Post written by Patrick Yachimski, MD, MPH, from the Division of Gastroenterology, Hepatology & Nutrition, Vanderbilt University Medical Center, Nashville, Tennessee, USA.
This study was conducted to assess whether there has been a change over time in the use of ERCP among patients with surgically unresectable pancreas cancer, and if so, if there was any associated change in clinical outcomes.
There has been considerable refinement in the role of diagnostic and therapeutic ERCP, which has been borne out in studies examining annual ERCP volumes in the United States. There has also been evolution in ERCP techniques and technology, including options for endoprosthesis (stent) therapy. However, there has been little if any reported data on trends or changes in ERCP performance among the population of patients with unresectable pancreas cancer, who often require palliative intervention for relief of biliary obstruction.
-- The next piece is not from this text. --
PR #1766, opened 2024-03-19
Replace usage of actually internal SWT TypedListener

HannesWell:
Use the new API introduced in SWT via https://github.com/eclipse-platform/eclipse.platform.swt/pull/1112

Using the SEER-Medicare linked database, we were able to demonstrate that the proportion of patients with unresectable pancreas cancer who ever underwent ERCP declined between 2001 and 2015. In addition, among patients who underwent ERCP, the total number of ERCP per patient also declined during this time period—suggesting that fewer patients required ERCP reintervention(s). We suspect that these trends are related to an increasingly prevalent use of self-expanding metal stents to treat bile duct obstruction, which are less likely to require elective or on-demand reintervention for stent maintenance compared to plastic stents. An insightful Twitter commentator has also suggested that decline in ERCP performance may also be in part due to a decline in the use of ERCP as a diagnostic tool alone in patients with pancreas cancer, given the now widespread availability and performance of endoscopic ultrasound with tissue sampling for this purpose. Despite the decline in ERCP use during the study time period, overall patient survival improved.
We hope these data are reflective of the increasingly judicious use of ERCP, ideally limited to patients likely to achieve benefit from endoscopic intervention and limiting unnecessary exposure to potential adverse events by reducing the need for reintervention.